Meghann Mendez of Ocala, Fla., thought everything was in place for her 14-month-old son Shae’s surgery scheduled for early January. But then last December, just weeks before his critical procedure, she learned that Shae’s Medicaid coverage through the Florida Department of Children and Families (DCF) ended on November 30.

The reason? Shae has been receiving specialty treatment at Children’s Hospital of Philadelphia since May 2025. According to Mendez, DCF informed her that her son had been out of Florida “too long.” As WFTV Action 9 reports, she was told she had to apply for Medicaid in Pennsylvania, even though she and her husband remained Florida residents.

“It just leaves me stranded and I can’t be stranded because my son’s life depends on it,” Mendez told the news station.

What happened to Shae wasn’t a rare clerical error, but it highlights a rule that catches many families off guard: Medicaid eligibility is tied to state residency. Which means coverage doesn’t always automatically follow families when they cross state lines, even temporarily for medical care.

This differs fundamentally from private health insurance. When you move with private insurance in the health insurance marketplace or through an employer plan, you usually qualify for a special enrollment period to select a new plan (6). Although you will need a new policy in your new state, the process is simpler and coverage can often begin quickly.

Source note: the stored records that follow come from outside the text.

Issue #564, opened 2023-07-29
CIP-1694: Careful thinking about extra bytes in DRep-ID and other governance elements


gitmachtl:
I wanna encourage everyone to take a deeper and careful look at all the used keys, hashes, ids, etc. For the
conway/votaire/1694 era.

As an example, the DRep-ID is currently designed to be just the hash of the Drep-Credential-Public-Key. No extra data is in there, on the hex level and on the bech level "drep_id". We added extra information for example for all the addresses in cardano by making the first byte the information-byte. 

The question is if such a concept could also be used for the dRep-ID (example parameter). As stated here
https://github.com/cardano-foundation/CIPs/blob/db70d91029a6512934d11c7eb4436acabe5db182/CIP-1694/README.md?plain=1#L381-L386
the dRep ID can come from a verification key or from a native script or plutus script. So it would be possible - if needed - to also add a byte at the front of the hash to specify the type before it gets converted into bech format. 

In the past we produced the issue for example with the NativeAssets and decimals. If we could have only a single byte more in the assetSubject, the decimals wouldn't be such an issue as they currently are. With strange online/offline solutions, problems with offline-wallets and hardware-wallets.

So if we could come together to take a look at all keys/ids/credentials/etc. for the governance stuff, and maybe adding a byte or two here and there to be future proof, that would be awesome! 🙏 

Maybe i am overthinking it, but we should learn from the past and include stuff that make us more future proof imo. Now we have the time to do it.

@disassembler @KtorZ @SebastienGllmt @rphair @crypto2099 @AndrewWestberg @SmaugPool  @janmazak @refi93 @Ryun1 @kevinhammond

Crypto2099:
This is interesting but would there be any way to force the use of this prefix byte in order to create a valid hash for a Plutus Script versus a key-pair? If not, is there a potential security vulnerability if someone mixes up or uses the wrong prefix?

I do like the idea of programmatic ability to detect/differentiate between a key-pair or Plutus Script based only on the provided ID.

gitmachtl:
The DREP-ID is only an example. Maybe we don't need extra bytes, but maybe they could be useful in other parts of the governance too.

Ryun1:
I have a pending CIP about DRep credentials, which should cover this. At the moment I had planned to model DRep IDs off of Pool IDs so no network tag or extra bits to indicate script or not. But I would be keen to hear feedback and use cases for extra bytes.

Ryun1:
[...]

PR #845, opened 2024-06-22
CIP-0005 | update drep and cc identifier prefixes

ashisherc:
Update drep hashes prefix to reflect the actual hash type, as dRep ID is not just a hash but a credential (unlike pool ID), we need a hex representation of the various keys, bech32 is supposed to be only for the human-readable representation.

eg.
- modify `drep` -> `drep_vkh`
- `cc_cold` > `cc_cold_vkh`
- etc

---
`drep`, `cc_cold` etc prefix to be used to represent the credential hex format, to be proposed in a dedicated CIP.

### DIFF
--- a/CIP-0005/README.md
+++ b/CIP-0005/README.md
@@ -92,35 +92,38 @@ We define the following set of common prefixes with their corresponding semantic
 
 ### Hashes
 
-| Prefix             | Meaning                                                               | Contents                                                                 |
-| ---                | ---                                                                   | ---                                                                      |
-| `asset`            | Fingerprint of a native asset for human comparison                    | See [CIP-0014]                                                           |
-| `pool`             | Pool operator verification key hash (pool ID)                         | blake2b\_224 digest of an operator verification key                      |
-| `script`           | Script hash                                                           | blake2b\_224 digest of a serialized transaction script                   |
-| `addr_vkh`         | Address verification key hash                                         | blake2b\_224 digest of a payment verification key                        |
-| `addr_shared_vkh`  | Shared address verification key hash                                  | blake2b\_224 digest of a payment verification key                        |
-| `policy_vkh`       | Policy verification key hash                                          | blake2b\_224 digest of a policy verification key                         |
-| `stake_vkh`        | Stake address verification key hash                                   | blake2b\_224 digest of a delegation verification key                     |
-| `stake_shared_vkh` | Shared stake address verification key hash                            | blake2b\_224 digest of a delegation verification key                     |
-| `req_signer_vkh`   | Required signer verification key hash                                 | blake2b\_224 digest of a required signer verification key                |
-| `vrf_vkh`          | VRF verification key hash                                             | blake2b\_256 digest of a VRF verification key                            |
-| `datum`            | Output datum hash                                                     | blake2b\_256 digest of output datum                                      |
-| `script_data`      | Script data hash                                                      | blake2b\_256 digest of script data                                       |
-| `drep`             | Delegate representative verification key hash (DRep ID)               | blake2b\_224 digest of a delegate representative verification key        |
-| `drep_script`      | Delegate representative script hash (DRep ID)                         | blake2b\_224 digest of a serialized delegate representative script       |
-| `cc_cold`          | Constitutional committee cold verification key hash (cold credential) | blake2b\_224 digest of a consitutional committee cold verification key   |
-| `cc_cold_script`   | Constitutional committee cold script hash (cold credential)           | blake2b\_224 digest of a serialized constitutional committee cold script |
-| `cc_hot`           | Constitutional committee hot verification key hash (hot credential)   | blake2b\_224 digest of a consitutional committee hot verification key    |
-| `cc_hot_script`    | Constitutional committee hot script hash (hot credential)             | blake2b\_224 digest of a serialized constitutional committee hot script  |
+| Prefix                 | Meaning                                                               | Contents                                                                 |
+| ---                    | ---                                                                   | ---                                                                      |
+| `asset`                | Fingerprint of a native asset for human comparison                    | See [CIP-0014]                                                           |
+| `pool`                 | Pool operator verification key hash (pool ID)                         | blake2b\_224 digest of an operator verification key                      |
+| `script`               | Script hash                                                           | blake2b\_224 digest of a serialized transaction script                   |
+| `addr_vkh`             | Address verification key hash                                         | blake2b\_224 digest of a payment verification key                        |
+| `addr_shared_vkh`      | Shared address verification key hash                                  | blake2b\_224 digest of a payment verification key                        |
+| `policy_vkh`           | Policy verification key hash                                          | blake2b\_224 digest of a policy verification key                         |
+| `stake_vkh`            | Stake address verification key hash                                   | blake2b\_224 digest of a delegation verification key                     |
+| `stake_shared_vkh`     | Shared stake address verification key hash                            | blake2b\_224 digest of a delegation verification key                     |
+| `req_signer_vkh`       | Required signer verification key hash                                 | blake2b\_224 digest of a required signer verification key                |
+| `vrf_vkh`              | VRF verification key hash                                             | blake2b\_256 digest of a VRF verification key                            |
+| `datum`                | Output datum hash                                                     | blake2b\_256 digest of output datum                                      |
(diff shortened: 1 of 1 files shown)


gitmachtl:
whats a drep address? there is just an ID

drep1xxx  
drep_script1xxx

ashisherc:
> whats a drep address? there is just an ID
> 
> drep1xxx drep_script1xxx
> 
> there is also no flag or prebyte that would differ from a mainnet or testnet "address". like with a pool id, there is just one. same for mainnet and testnets.
> 
> a drep-id is like a pool-id. you can delegate to it. i don't see how such an id would count as an address?

dRep-id is not same as pool id, pool ID is a single hash, whereas dRep is a credential with - type and key field, see here, https://github.com/IntersectMBO/cardano-ledger/blob/a44a5b5ac9f68c5d7a2ff38b040a5fcac8ccfc6a/eras/conway/impl/cddl-files/conway.cddl#L338

similarly, a stake address is defined with stake credential and an additional network flag is added to identify if a stake address is on mainnet or testnet.

Similarly a dRep address is combination of network flag + dRep Credential

gitmachtl:
there is no network flag for a drep id. i made an issue about that i think a year ago if such a thing should be implemented, did not get the attention of many, result was: "no we don't need a network flag for dreps"

gitmachtl:
that was the issue i opened back in time: https://github.com/cardano-foundation/CIPs/issues/564

ashisherc:
`1001 - 1101` are reserved for future address formats, which unfortunately is not enough to define all the addresses above. I'd also like to point out that a unique hex representation of the above credentials is also required.

ashisherc:
Since a network flag is probably not required for these addresses, should we use the network flag bytes instead for specifying the credential type, eg.

0-3 bits define the address type

0000 - cc_hot
0001 - cc_cold
0010 - drep

4-7 bits define the credential type

0000 - keyhash28
0001 - scripthash28

Ryun1:
Hey @ashisherc, thanks for opening this.

A few thoughts from me;

- The DRep ID definition was inherited from CIP-1694 [here](https://github.com/cardano-foundation/CIPs/blob/master/CIP-1694/README.md#registered-dreps).
- [CIP-105](https://github.com/cardano-foundation/CIPs/blob/master/CIP-0105/README.md#why-not-allow-network-tags) adds some extra context and thought around this, see rationale on [Why not allow network tags?](https://github.com/cardano-foundation/CIPs/blob/master/CIP-0105/README.md#why-not-allow-network-tags)
  - to add more to this, at the time there just was not really an appetite to add network tags (See [Martin's issue](https://github.com/cardano-foundation/CIPs/issues/564)), instead we decided to follow CIP-1694's definition and omit them.
- The current way of implementing DRep IDs, has already seen much adoption across tooling.
  - any such changes like this would be quite disruptive not just for implementers, but for those community members who already understand the current DRep ID mechanisms
- I would suggest that this pull request amend adjacent CIPs (CIP-1694, CIP-105 and CIP-19), to supply the rationale you are providing via comments in a more discoverable way.

ashisherc:
@Ryun1 
`The DRep ID definition was inherited from CIP-1694 [here](https://github.com/cardano-foundation/CIPs/blob/master/CIP-1694/README.md#registered-dreps).`

The CIP1694  does not define the bech32 prefix, I think there is a misunderstanding here, I am not suggesting a change to how a deep ID is represented, but infact suggesting a change that fits well with existing bech32 formats.

eg. the bech32 prefix for deep keyhash is just `drep` but I am suggesting it should be drep_vkh. Following the CIP-1694 the actually hex representation should be as I am suggesting or similar to it.

CIP-105 as well does not require any changes, it does define a vkey prefix precisely as `drep_vk`, again stating that this CIP should use `drep_vkh` for a key hash.

I would propose relevant amendments to cip-19 once this CIP makes the changes and uses the relevant bech32 format. As suggesting a deep address prefix will use `drep` as prefix for a deep address but has been already used here to define a v keyhash and not an address.

Ryun1:
@ashisherc 

As you have pointed out, when defining this we more or less ignored the "credential" nature of these DRep and CC credentials, and thus avoided defining addresses for them.

### Motivation for current setup

- We were modelling off of stake pool IDs, just as vote delegation (delegating to DReps) is modelled on top of delegation to stake pools.
  - This was just the easier and simplier.
  - At the time there was little to no community interest in pursing anything more than this.
 
### Benefits of proposed changes

- Conformity with existing Stake and Payment credential definitions

Im not sure of anymore?

### Drawbacks of proposed changes

- Adding DRep/CC addresses would, I believe, add confusion.
  - for me, the term address is something ada can be sent to
  - with these addresses ada cant be sent which I see as counter intuitive
- Existing implementers would have to upgrade or not - potentially leading to fragmentation and confusion

### Specific Responses

> I am not suggesting a change to how a drep ID spec should be, but infact suggesting a change that fits well with existing bech32 formats in this CIP.

My bad, I had misinterpreted you as wanting to remove DRep IDs.

> eg. the bech32 prefix for drep keyhash is just drep but I am suggesting it should be drep_vkh.

This is a fair take, the reason I chose `drep` over `drep_vkh` is that I was modelling the DRep IDs off of Pool IDs (`pool`).

> I would propose relevant amendments to cip-19 once this CIP makes the changes and uses the relevant bech32 format. As suggested a drep address prefix will use drep as prefix for a drep address but has been already used here to define a vKeyhash and not an address.

My suggestion is that this proposal becomes it's own CIP, then while editing CIP-19 the edits can point to the full definition and explaination within the new CIP.

Ryun1:
Also, not sure if intentional, but you seemed to have removed all significant file changes with the last force push.

ashisherc:
@Ryun1 thanks for the background, the idea is not to have drep/cc as addresses in the sense of sending/receiving ADA but a unique hex representation for sharing across the community, specially in tooling. While it was a good idea to base of pool id, but due to nature of these keys being a credential and not just a vkh unlike a pool id, it is a bit misrepresented.

I agree for a dedicated CIP for this, but I would like to use `drep` prefix for such identifier, similarly for other credentials as well, and hence update this current CIP to represent a vkh as such, hence this PR.

`Also, not sure if intentional, but you seemed to have removed all significant file changes with the last force push.`

I updated the PR to only keep the changes relevant for this CIP which is updating the prefix to use `_vkh` for the key hash values.

While this amendment might create confusion initially, it is not a user facing terminology yet, but will soon become once the explorers etc start showing this data, I believe it will be good to modify it at this time then to be stuck with it forever.

Ryun1:
@ashisherc 

> While it was a good idea to base of pool id, but due to nature of these keys being a credential and not just a vkh unlike a pool id, it is a bit misrepresented.

I completely agree, it is somewhat _wonky_ 😆

> I agree for a dedicated CIP for this, but I would like to use drep prefix for such identifier, similarly for other credentials as well, and hence update this current CIP to represent a vkh as such, hence this PR.

I look forward to seeing this proposal 💪

> While this amendment might create confusion initially, it is not a user facing terminology yet, but will soon become once the explorers etc start showing this data, I believe it will be good to modify it at this time then to be stuck with it forever.

understood, good points
ill wait for the proposal to discuss further

ashisherc:
@Ryun1 https://github.com/cardano-foundation/CIPs/pull/857

CIP-0005/README.md
```diff
@@ -92,35 +92,38 @@ We define the following set of common prefixes with their corresponding semantic
...
+| `req_signer_vkh`       | Required signer verification key hash                                 | blake2b\_224 digest of a required signer verification key                |
+| `vrf_vkh`              | VRF verification key hash                                             | blake2b\_256 digest of a VRF verification key                            |
+| `datum`                | Output datum hash                                                     | blake2b\_256 digest of output datum                                      |
+| `script_data`          | Script data hash                                                      | blake2b\_256 digest of script data                                       |
+| `drep_vkh`             | Delegate representative verification key hash                         | blake2b\_224 digest of a delegate representative verification key        |
+| `drep_script_vkh`      | Delegate representative script hash                                   | blake2b\_224 digest of a serialized delegate representative script       |
```
Ryun1, line 110:
```suggestion
| `drep_script`      | Delegate representative script hash                                   | blake2b\_224 digest of a serialized delegate representative script       |
```
script verification key hash?

ashisherc:
merged with https://github.com/cardano-foundation/CIPs/pull/857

However, with Medicaid, there is no transfer option because each state administers its own program with unique rules. As HealthInsurance.org explains, “because each state has its own Medicaid eligibility requirements, you cannot simply transfer coverage from one state to another, nor can you use your Medicaid coverage when you are temporarily visiting another state, unless you need emergency medical care (3).”

That said, states are required to provide Medicaid to their residents, including those who are temporarily absent under certain circumstances. And Medicaid allows states to establish interstate agreements to prevent low-income children who rely on the program from losing coverage or experiencing gaps in their continuity of care. This coordination may be especially necessary in situations where children would otherwise lose coverage due to family migration due to natural disasters, emergency evacuations, educational needs, public health emergencies, or other similar circumstances (2).